That's a Corrado transition.
Let's go.
The best segue of the year right there.
From the top rope, are you kidding me?
I'm trying.
I'm learning from the best here.
That is Bob breaking the Tomish hurdle trade at 3.01 p.m.
a couple of years ago.
That's what that is.
That was a year and three months ago, by the way.
That feels like it was on another planet.
Boys, 121 deals signed on the first day of free.
agency, $672 million spent.
That sounds like a lot of money.
It isn't actually.
There was more than a billion spent last year.
I think that kind of encapsulates a lot of it.
You know, if you go year over year, there's just, it was just not that busy
a day for good reason.
But Frankie, man, you were, you were on ground zero for this.
You were putting together the board.
You're standing up there.
Very expertly navigating the interface on moving stuff around on the board, which is
making, I was nervous for you from the jump. What was that like in the building when,
when you guys showed up at work in the morning and we're like, all right, thank you to the Florida
Panthers. Thank you to whoever else. Like, we're going to have to, we're going to have to fend off
scraps here. Man, well, first of all, we should have done the show on Monday. Um, and second of all,
like we had, we had our list and we were going through it and names would get knocked off. And
then we would have these conversations.
Okay, who moves up now and who moves into our top 50?
And it was happening again and again.
And it got to the point where I just kind of chimed in and I'm like, let's just talk
tomorrow because we can't do this all night.
And then we get our board and we kind of came to the realization like nine, nine out of the
10 guys or nine out of the 12.
It's something like that.
Stayed.
Stayed where they were, like signed extensions.
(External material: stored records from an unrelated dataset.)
Issue #2751, opened 2018-02-14
Support for Numpy.ufunc.reduce


tsoernes:
Would be welcome. For example for methods that are already supported, like `np.bitwise_or.reduce`

PR #7524, opened 2021-11-01
Added overload methods for Numpy's ufunc.reduce

### LINKED ISSUE #6313: [Request] Implement numpy.ufunc.METHOD
## Feature request

There are 5 method for ufuncs that allows in place operations, which could implement in lower level uniformly instead of overwriting one by one. `ufunc.at` and `ufunc.reduce` (https://github.com/numba/numba/issues/2751) are quite welcome.

1. [`ufunc.accumulate`](https://numpy.org/doc/stable/reference/generated/numpy.ufunc.accumulate.html)
2. [`ufunc.at`](https://numpy.org/doc/stable/reference/generated/numpy.ufunc.at.html)
3. [`ufunc.reduce`](https://numpy.org/doc/stable/reference/generated/numpy.ufunc.reduce.html)
4. [`ufunc.reduceat`](https://numpy.org/doc/stable/reference/generated/numpy.ufunc.reduceat.html)
5. [`ufunc.outer`](https://numpy.org/doc/stable/reference/generated/numpy.ufunc.outer.html)

kc611:

Resolves #6313 #2751

This PR aims to implement the `numpy.ufunc.METHOD` as a callable inside `njit`-ed functions so that we can do stuff like: 

```python
import numba as nb
import numpy as np

@nb.njit
def add_twice(x, y):
    return 2*x + 2*y

custom_vectorize = nb.vectorize([], identity=None, target="cpu")
vec_add = custom_vectorize(add_twice)

@nb.njit
def test_fn(x, axis):
    return vec_add.reduce(x, axis) 

print(test_fn(np.ones((10, 20)), 0))
```

### DIFF
--- a/numba/np/ufunc/_internal.c
+++ b/numba/np/ufunc/_internal.c
@@ -344,10 +344,12 @@ dufunc_reduce(PyDUFuncObject * self, PyObject * args, PyObject *kws)
 }
 
 static PyObject *
-dufunc_reduce_direct(PyDUFuncObject * self, PyObject * args, int axis)
-{
-  PyObject *kwargs = Py_BuildValue("{s:L}", "axis", axis);
-  return dufunc_reduce(self, args, kwargs);
+dufunc_reduce_direct(PyDUFuncObject * self, arystruct_t * args, int axis, PyTypeObject *retty,  PyArray_Descr *descr)
+{   
+    PyObject * res = NRT_adapt_ndarray_to_python_acqref(args, retty, 2, 1, descr);
+    PyObject *kwargs = Py_BuildValue("{s:L}", "axis", axis);
+    // The code segfaults on the following call.
+    return dufunc_reduce(self, res, kwargs);
 }
 
 static PyObject *
--- a/numba/np/ufunc/_internal.c
+++ b/numba/np/ufunc/_internal.c
@@ -344,10 +344,9 @@ dufunc_reduce(PyDUFuncObject * self, PyObject * args, PyObject *kws)
 }
 
 static PyObject *
-dufunc_reduce_direct(PyDUFuncObject * self, int axis, PyObject * args)
+dufunc_reduce_direct(PyDUFuncObject * self, PyObject * args, int axis)
 {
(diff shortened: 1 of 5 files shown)


numba/np/ufunc/dufunc.py
```diff
@@ -321,3 +323,33 @@ def _install_cg(self, targetctx=None):
...
+    def codegen(context, builder, signature, args):
+        f_ir, x_ir, axis_ir = args
+
+        fnty = lc.Type.function(
+            x_ir.type,
+            [f_ir.type, x_ir.type, axis_ir.type]
+        )
+
+        fn = cgutils.get_or_insert_function(
+            builder.module, fnty,  "dufunc_reduce_direct"
```
kc611, line 343: The current issue I was facing is that this call cannot detect the implemented `dufunc_reduce_direct` method in C code. Is it a `type` issue ?

numba/np/ufunc/_internal.c
```diff
@@ -344,6 +344,29 @@ init_ufunc_dispatch(void)
     return result;
 }
 
+
+NUMBA_EXPORT_FUNC(PyObject)
```
kc611, line 348: I'm also not too familiar with this C function declarations of Numba so I might be doing something wrong here. 
(Looking at the failing build)

numba/np/ufunc/dufunc.py
gmarkall: You need to add the symbol - try using `llvmlite.binding.add_symbol('dufunc_reduce_direct', <addr of dufunc_reduce_direct>)`

numba/np/ufunc/_internal.c
gmarkall: I don't think you need to wrap the return type in `NUMBA_EXPORT_FUNC` (at least for now) - can you try without it?

gmarkall: Also, I think this should be returning a `PyObject*` since, that's what a `PyCFunctionWithKeywords` returns: https://docs.python.org/3/c-api/structures.html#c.PyCFunctionWithKeywords

PR #7877, opened 2022-03-01
Fix invalid resolution with multiple ConcreteTemplate

### LINKED ISSUE #7863: Multiple ConcreteTemplates should not be considered separately
Functions with multiple ConcreteTemplates must be combined and considered at the same time during function resolution.

The problem is discovered by @testhound in https://github.com/testhound/numba/commit/5188b287d9d7384c388846085ea8416bd7f210a4.

Reproducer:

```python
import numpy as np
from numba import cuda

@cuda.jit
def kernel(arr):
    v = arr[0]
    exp = -v                 # fp16 negate is being considered first; making exp a float64
    arr[0] = exp & 1    # operator.and_ does not support float64

arr = np.zeros(1, dtype=np.intp)
kernel[1, 1](arr)
```

sklam:
Fixes #7863.

### DIFF
--- a/numba/core/types/functions.py
+++ b/numba/core/types/functions.py
@@ -293,6 +293,21 @@ class BaseFunction(Callable):
 
         self._depth += 1
 
+        from numba.core.typing.templates import ConcreteTemplate
+        concretes = []
+        abstracts = []
+        for temp_cls in order:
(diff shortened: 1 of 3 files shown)


sklam:
Reviving for #8010. Relates to https://github.com/numba/numba/pull/8010#issuecomment-1112345537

and that got me thinking like a bigger picture, you know, forgetting about yesterday,
which we'll get more into yesterday specifically, but I wonder because the cap is going up the way
it is and there's just only, there's only so much, you know, kind of game changing needle moving
talent available out there.
I wonder if we're just living in a world now where this is going to be July 1st moving
forward, where teams say, I don't want to take my chances with the one player that's out there.
that I got to fend off from 30 other teams.
I got a guy that I think is pretty good.
He probably wants to take market value.
And I'm just going to make the move to extend them.
And for agent frenzy is going to become,
there's a handful of guys that might be able to do something for your team
and a bunch of guys that are just regular old players
that fill out your roster.
Because that's what it felt like yesterday.
And, you know, the cap's only going to go up more.
So it feels like we're going to, we might have the haves and the have-nots.
and if you have them, that's great.
And if you don't, man, buckle up because you're going to have to draft well for the next five years
and hope that you can strike at some point in a trade or if you can catch the big fish somewhere along the way.
Yeah, man, because that's the piece that we all missed, right?
The cap going up, we all looked at that and said, my free agency might get crazy
because there's going to be so much money out there.
But the flip side of it is you did not have that group of free agents where teams had looked at them and said,
we like you, we'd love to keep you, we just can't afford it right now.
We do not have cap room.
We are capped out and so we're going to have to let you go to market.
That's usually a pretty big chunk of the free agent class.
And we didn't have that this year, A, because teams had the cap space to bring those guys back.
And then it became like a self and reinforcing thing because each guy that signed made the July one day look worse,
which maybe made teams go, hey, man, maybe the B minus that we've got right now is better than gambling on,
can we get a C plus on July 1st and pay too much for it?
So, man, a shout out to all the fans of teams who spent the last year talking about how the cap is going up and the cap's going up and we've got a plan and we're going to have 20 million to spend and it's all going to be fine on free agent day.
Turned out it wasn't.
There's a lot of teams still sitting there with 20 million or 10 million.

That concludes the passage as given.